Exercise: Set down exactly the lines below, starting at the one that contains "I want @CC-Yeh" and ending at the one that contains "E2M1 can only", with both of those lines included and nothing else.

Extracted information:
PR #698, opened 2026-08-11
GPT-OSS MXFP4 MoE

xhjkl:
Dear Mirai team!

Thank you for making Uzu. I am building a CLI called `please`, whose current model support is centered on `gpt-oss`, and I would like to contribute that model path upstream.

This PR adds native GPT-OSS MXFP4 mixture-of-experts execution. Lalamo exports remain packed instead of expanding the large expert matrices to BF16, while Uzu's existing full-precision MoE path remains unchanged.

## Artifact contract

The official GPT-OSS checkpoint stores its fused projection as adjacent `[gate, up]` rows with group-32 MXFP4. The approved update in [Lalamo #339](https://github.com/trymirai/lalamo/pull/339) canonicalizes that representation during import:

- W13 rows become `[all up, all gate]`.
- Each original 32-value W13 block becomes two 16-value groups with the original E8M0 scale duplicated, so the represented values do not change.
- W2 remains ordinary group-32 MXFP4.
- The exported `MicrofloatSpec` fully describes the result; no GPT-OSS-specific layout mode is required.

Uzu validates that exact pair of specs (group-16 W13 and group-32 W2), keeps packed storage coupled to the MoE execution path, and dispatches dedicated decode and prefill kernels.

## Correctness

The branch is checked at several boundaries:

- Captured real GPT-OSS blocks, scales, biases, and global scales match a scalar dense reference.
- A multigroup fixture covers group-16 W13, group-32 W2, decode, and a 33-row prefill crossing the scheduler boundary.
- The block loader executes a Lalamo-shaped safetensors artifact and rejects mixed or unsupported expert specs.
- The focused MXFP4 suite passes 5 tests with 1 performance-only test ignored.
- The broader MoE suite passes 50 tests with 9 performance/production-scale tests ignored.

## Kernel work

The Metal kernels and host scheduling are adapted from the working GPT-OSS path in `llama.cpp` and expressed through Uzu's existing encoder, allocation, routing, and kernel abstractions. The branch also retains correctness-gated MXFP4-local improvements developed during testing: threadgroup lookup tables, vectorized prefill loads, and tuned decode/prefill tile geometry. It does not include the unrelated dense-Q8 work or any experimental packed layout.

The implementation is currently limited to Metal MoE experts using the canonical GPT-OSS combination of 4-bit group-16 W13 and group-32 W2. A generic arbitrary-group-size microfloat matmul API, NVFP4 kernels, and the suggested M5 integer-in-SRAM path remain follow-ups.

## Prerequisite

This PR consumes the artifact contract from [Lalamo #339](https://github.com/trymirai/lalamo/pull/339) or an equivalent.

### DIFF
--- a/crates/backend-uzu/src/backends/cpu/kernel/moe/counts_offsets_fused.rs
+++ b/crates/backend-uzu/src/backends/cpu/kernel/moe/counts_offsets_fused.rs
@@ -22,24 +22,37 @@ pub fn moe_counts_offsets_fused(
         return;
     }
 
-    // Phase 1: Count tokens per expert (histogram)
+    const SCATTER_BLOCK_SIZE: usize = 256;
+    const TILE_E: usize = 512;
+    let num_blocks = t.div_ceil(SCATTER_BLOCK_SIZE);
+    let num_tiles = e.div_ceil(TILE_E);
+
+    // Phase 1: Count tokens per expert and per scatter block.
     let mut counts = vec![0u32; e];
-    for ti in 0..t {
-        let base = ti * k;
-        for kk in 0..k {
-            let eid = unsafe { *topk_ids.add(base + kk) };
-            if eid >= 0 {
-                let ue = eid as usize;
-                if ue < e {
-                    counts[ue] += 1;
+    for block_id in 0..num_blocks {
+        let mut block_counts = vec![0u32; e];
+        let t_start = block_id * SCATTER_BLOCK_SIZE;
+        let t_end = (t_start + SCATTER_BLOCK_SIZE).min(t);
+        for ti in t_start..t_end {
+            let base = ti * k;
+            for kk in 0..k {
+                let eid = unsafe { *topk_ids.add(base + kk) };
+                if eid >= 0 {
+                    let ue = eid as usize;
+                    if ue < e {
+                        counts[ue] += 1;
+                        block_counts[ue] += 1;
+                    }
                 }
             }
         }
-    }
 
-    // Write partials (same as counts for single-threadgroup case)
-    for i in 0..e {
-        unsafe { *partials.add(i) = counts[i] };
+        for (expert_id, count) in block_counts.into_iter().enumerate() {
+            let tile_id = expert_id / TILE_E;
+            let tile_expert_id = expert_id % TILE_E;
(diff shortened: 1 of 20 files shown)


norpadon:
Hi! First of all, we appreciate your contributions, you are doing something we wanted to do for a long time but haven't had time to work on! Amazing.

I want @CC-Yeh to take a closer look at the kernels. Ideally we probably want a generic matmul API which supports arbitrary group sizes and both mxfp4 and nvfp4 modes, just like lalamo. It is fine if only mxfp4 shapes are implemented in the beginning.

There is a very important optimization opportunity here:

E2M1 can only represent integer and half-integer values: 0, +-0.5, +-1.0, +-1.5, +-2.0, +-3.0, +-4.0, +-6.0

This means that if we multiply them by 2, and adjust the scale factors accordingly, we can represent them as int8 values in SRAM, and take advantage of the accelerated MXU int8*int8 matmul path for prefill and speculative decoding on M5 chips. The latest metal4.1 also supports block-scaled microfloats directly, and may already do this exact optimizaton (although we are not sure, and it is not very stable yet).

norpadon:
As a reward for your hard work we will cook up a SotA 4-bit and 8-bit quantizations for dense layers for you once we stabilize the format 

cc @knyazer

CC-Yeh:
Hi @xhjkl ! Thanks for your contribution.

We're planning to revamp the current MoE kernels, so extending the old kernels may not align well with what we want the implementation to go.

The main issues with the current MoE implementation are:

- Limited reuse of the existing matmul infrastructure. Ideally, expert computation should use a shared GatheredGEMV/GEMM interface.
- Separate prefill and decode paths, even though routing is the same and only the matmul workload differs. 
- Too many intermediate routing, gather, and scatter steps.
- Duplicate Metal kernels and Rust dispatch code across paths and dtypes.

Speed, maintainability, and correctness are our priorities.

We’d like to address these more fundamentally, possibly with GatheredGEMM or routing/top-k fusion, but feel free to explore better approaches.

 I’d suggest breaking this into smaller, reviewable PRs and reusing existing code wherever possible.

xhjkl:
@CC-Yeh, thanks a lot for such a detailed feedback! Let's indeed break this change set into smaller, independently mergeable PRs. I'll do this shortly.

xhjkl:
Superseded by #725 and the subsequent stack.

PR #699, opened 2026-08-11
Execute fused QKVG attention projections

xhjkl:
Consumes Lalamo's fused QKVG projection directly. This eliminates the separate gate-projection dispatch and the gated-input scratch copy while retaining explicit packed-row strides for attention preparation, Q/K/V normalization, and post-attention sigmoid gating.

### Benchmarks

- **BF16:** decode improved from 169.48 to 186.74 tokens/s (**+10.18%**); long-prompt prefill throughput regressed 1.29%; greedy output was identical; peak memory increased by 4 MiB.
- **MLX 4-bit:** decode improved from 283.35 to 310.99 tokens/s (**+9.75%**); long-prompt prefill throughput regressed 0.49%; decode peak memory was unchanged; long-context peak memory decreased by 16 MiB.

### Validation

- `cargo test -p backend-uzu qkv_norm -- --nocapture`
- `cargo test -p backend-uzu attention_prepare -- --nocapture`
- `cargo test -p backend-uzu sigmoid_gate -- --nocapture`
- `cargo clippy -p backend-uzu --lib --tests -- -D warnings`

### Dependency

Requires [trymirai/lalamo#340](https://github.com/trymirai/lalamo/pull/340) and a Lalamo release containing it.


uuuvn (changes requested):
Thank you very much for taking a time to do this!

One thing is that we shouldn't name variables "qkv" when they are in fact "qkvg", other than that looks good, will merge after https://github.com/trymirai/lalamo/pull/340 is merged and a lalamo version is released with it.

crates/backend-uzu/src/config/token_mixer/attention.rs
```diff
@@ -7,7 +7,8 @@ use crate::config::{
 
 #[uzu_config(super::TokenMixerConfig)]
 pub struct AttentionConfig {
-    pub qkv_projection_config: LinearConfig,
+    /// Unified QKVG projection; ungated attention omits the G output segment.
```
uuuvn: Useless llm comment

crates/backend-uzu/src/encodable_block/mixer/attention/mod.rs
```diff
@@ -85,32 +85,32 @@ impl<B: Backend> Attention<B> {
...
-        let qkv_projection_tree = parameter_tree.subtree("qkv_projection")?;
+        let qkvg_projection_tree = parameter_tree.subtree("qkvg_projection")?;
         let qkv_dim = if let Some(num_kv_heads) = num_kv_heads {
             let kv_dim = num_kv_heads * head_dim;
             q_dim + kv_dim + kv_dim
         } else {
             q_dim
         };
-        let projection_dim = if config.has_gate {
+        let qkvg_dim = if config.has_gate {
```
uuuvn: Why change "projection" to "qkvg"?

crates/backend-uzu/src/encodable_block/mixer/attention/mod.rs
```diff
@@ -85,32 +85,32 @@ impl<B: Backend> Attention<B> {
...
-            &qkv_projection_tree,
+            &qkvg_projection_tree,
         )?;
 
         let query_norm_config = config.query_norm_config.clone();
         // TODO: Fix lalamo config, those two must be None if kv sharing.
         let key_norm_config = (!is_kv_sharing).then(|| config.key_norm_config.clone()).flatten();
         let value_norm_config = (!is_kv_sharing).then(|| config.value_norm_config()).flatten();
-        let packed_projection_heads = projection_dim / head_dim;
+        let qkvg_heads = qkvg_dim / head_dim;
```
uuuvn: There is no gate heads, `qkvg_heads` is wrong here

crates/backend-uzu/src/encodable_block/mixer/attention/mode.rs
```diff
@@ -19,23 +19,23 @@ use crate::{
     utils::maybe_mut::MaybeMut,
 };
 
-pub(super) struct LinearProjection<B: Backend> {
+pub(super) struct QKVGProjection<B: Backend> {
```
uuuvn: Why rename linear?

uuuvn (changes requested):

crates/backend-uzu/src/config/token_mixer/attention.rs
xhjkl: Ha, I wrote it myself 🤭 Just wanted to emphasize the "G" part may be skipped. But I'll drop this comment in the subsequent update if you feel that way.

crates/backend-uzu/src/encodable_block/mixer/attention/mode.rs
xhjkl: Purest misfire on my end, as I'm still getting ramped up with the codebase knowledge. Now fixed.

uuuvn (approved):
LGTM, will merge when lalamo part merges and releases, thanks

gearonixx:
@xhjkl 

In older versions, the kernel computed the offset internally

```rust
// older qkv_norm.rs kernel

let qkv_stride = total_heads * head_dim; 

let offset =
    (token_index * qkv_stride)
    + HEAD_START_OFFSET;
```

After these changes, the stride is passed explicitly as `input_row_stride`

```rust
self.encode_packed(
    key_value,
    batch_dim,
    0,
    2 * self.num_kv_heads, // this is the number of heads. should be the number of elements in the token
    encoder,
)
```

should be:

```diff
-        self.encode_packed(key_value, batch_dim, 0, 2 * self.num_kv_heads, encoder)
+        self.encode_packed(key_value, batch_dim, 0, 2 * self.num_kv_heads * self.head_dim, encoder)
```

`* self.head_dim` is missing

The kernel still computes:

```rust
let offset =
    (batch * input_row_stride) // batch * number_of_elements (not number of heads)
    + HEAD_START_OFFSET;
```


`input_row_stride` needs to be the number of elements per token

this path only happens when DFlash synchronizes accepted speculative tokens through `DFlash::encode_accept`

xhjkl:
Great catch, @gearonixx! Now fixed ✨

uuuvn:
We finally did everything on our side for the new model format, merged into the new format branch, will be in main soon, thanks for your contribution!

PR #700, opened 2026-08-11
Whisper log-mel frontend

xhjkl:
Adds an optional, host-side Whisper audio frontend to `backend-uzu`.

The new `backend-uzu/audio` feature converts a normalized 16 kHz `PcmBatch` into the fixed-shape, frame-major `f16` log-mel input expected by Whisper: `[3_000, 80]` or `[3_000, 128]`.

This keeps the preprocessing contract independently testable before adding model execution. It intentionally does not include Whisper inference, model acquisition, sessions, or bindings.

<details>
<summary>What changed</summary>

- Adds `backend_uzu::audio::whisper_log_mel_spectrogram`.
- Validates sample rate, batch shape, channel interleaving, duration, finiteness, and normalized PCM range.
- Averages interleaved channels and zero-pads short input to Whisper’s 30-second window.
- Implements Whisper’s centered periodic-Hann STFT, Slaney mel filters, and dynamic-range normalization.
- Returns a typed `WhisperLogMelSpectrogram` with an explicit `[frame, mel_bin]` layout.
- Supports both 80-bin and 128-bin Whisper checkpoints.
- Keeps `rustfft` optional behind the new `audio` feature.
- Enables the feature in macOS CI without affecting default Linux, WASI, or wasm builds.

`PcmBatch` does not carry channel-layout metadata, so multichannel input uses an unweighted arithmetic mean. Callers with nonuniform channel layouts should downmix before invoking the transform.

</details>

## Correctness

Parity fixtures were captured from a pinned OpenAI Whisper revision using a real excerpt from its JFK test audio. The repository includes the source hashes and exact reproduction script.

The tests compare every mel bin at frames spanning the signal, signal/padding boundary, and padded region for both 80- and 128-bin outputs. They also cover invalid PCM contracts, the inclusive 30-second boundary, stereo downmixing, output shape, and non-finite reference protection.

Tests requiring the repository’s external model/tokenizer bundle were left to CI.


uuuvn:
Not something we want to have in uzu yet

PR #702, opened 2026-08-11
Cli fixes

agolokoz:
1. Average stats for sessions with tool calls
2. Another small ui fixes


agolokoz:
@codex review

agolokoz:
@codex review

uuuvn (changes requested):
This is not the right fix, cli shouldn't do it's own config through uzu, and uzu won't have any persistent "settings" at all after refactor of high level crates. Cli should do $XDG_CONFIG_HOME/mirai/config.toml

agolokoz:
> This is not the right fix, cli shouldn't do it's own config through uzu, and uzu won't have any persistent "settings" at all after refactor of high level crates. Cli should do $XDG_CONFIG_HOME/mirai/config.toml

Preferences refactoring will be in separate PR

agolokoz:
@codex review

eugenebokhan (approved):

uuuvn (approved):
I don't fully understand what this code does but all of that is going to be rewritten in the big high level crate refactor so doesn't matter I guess

PR #703, opened 2026-08-12
 Fix GDN state precision across update paths

CC-Yeh:
- Preserve F32 normalized K for persistent-state updates while retaining activation-dtype K for tensor-core computations.
  - Apply consistent ordinary exp/log/rsqrt math across recurrent, chunked-prefill, and tree-verification kernels.
  - Remove explicit metal::precise overrides and precise SiLU handling.
  - Keep the strict out.metal MXU path.
  - Add coverage for the F32 state-key preparation and state advancement paths.


CC-Yeh:
Does not see any observable difference in acceptance rate from this fix

eugenebokhan (approved):

CC-Yeh:
within accuracy tolerance, no impact on acceptance rate

PR #713, opened 2026-08-13
Disable metallib compression

uuuvn:


uuuvn:
Doesn't appear to be the actual trigger, flaky

PR #714, opened 2026-08-14
Cli reasoning effort

agolokoz:


agolokoz:
@codex review

crates/cli/src/interactive/components/application.rs
```diff
@@ -38,6 +39,8 @@ pub struct ModelState {
 
 pub struct ApplicationState {
     preferences: Preferences,
+    /// Session-scoped thinking override from the command line; never persisted.
```
eugenebokhan, line 42: can be removed

crates/cli/src/interactive/components/application.rs
```diff
@@ -38,6 +39,8 @@ pub struct ModelState {
...
+    thinking_override: Option<ThinkingPreference>,
```
eugenebokhan, line 43: why do override instead of updating the prefs?

agolokoz:
```
cli --reasoning-effort high
``` 
session with high effort

```
cli
``` 
session with high effort (saved from previous run), but user didn't specify it, wrong behaviour

crates/cli/src/interactive/components/application.rs
agolokoz: I think this comment answers the obvious question about why `thinking_override: Option<ThinkingPreference>` exists. I would like to keep this comment.

eugenebokhan (approved):

crates/backend-uzu/src/backends/metal/kernel/attention.rs
```diff
@@ -85,7 +85,7 @@ impl AttentionGemmCore<Metal> for AttentionGemmMetalCore {
         arguments: &AttentionCoreNewArguments,
         _context: &MetalContext,
     ) -> Result<bool, MetalError> {
-        Ok(matches!(arguments.head_dim, 64 | 128 | 256))
+        Ok(matches!(arguments.head_dim, 64 | 128) || arguments.head_dim == 256 && arguments.data_type != DataType::BF16)
```
agolokoz: Without this line inference with `cli --reasoning-effort disabled` shows error 
"Chat error: Backend error: Decoder error: Backend error: Cannot create pipeline state: Compilation failed due to an interrupted connection: XPC_ERROR_CONNECTION_INTERRUPTED. This error occurred after multiple retries."

Codex suggested such fix with description
"The CLI’s registered tools lengthen the prompt and select an unaligned BF16 AttentionGemm specialization with head_dim=256; Apple’s Metal compiler crashes compiling that specialization. Quick-start happened to select the aligned variant."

Final answer:
I want @CC-Yeh to take a closer look at the kernels. Ideally we probably want a generic matmul API which supports arbitrary group sizes and both mxfp4 and nvfp4 modes, just like lalamo. It is fine if only mxfp4 shapes are implemented in the beginning.

There is a very important optimization opportunity here:

E2M1 can only represent integer and half-integer values: 0, +-0.5, +-1.0, +-1.5, +-2.0, +-3.0, +-4.0, +-6.0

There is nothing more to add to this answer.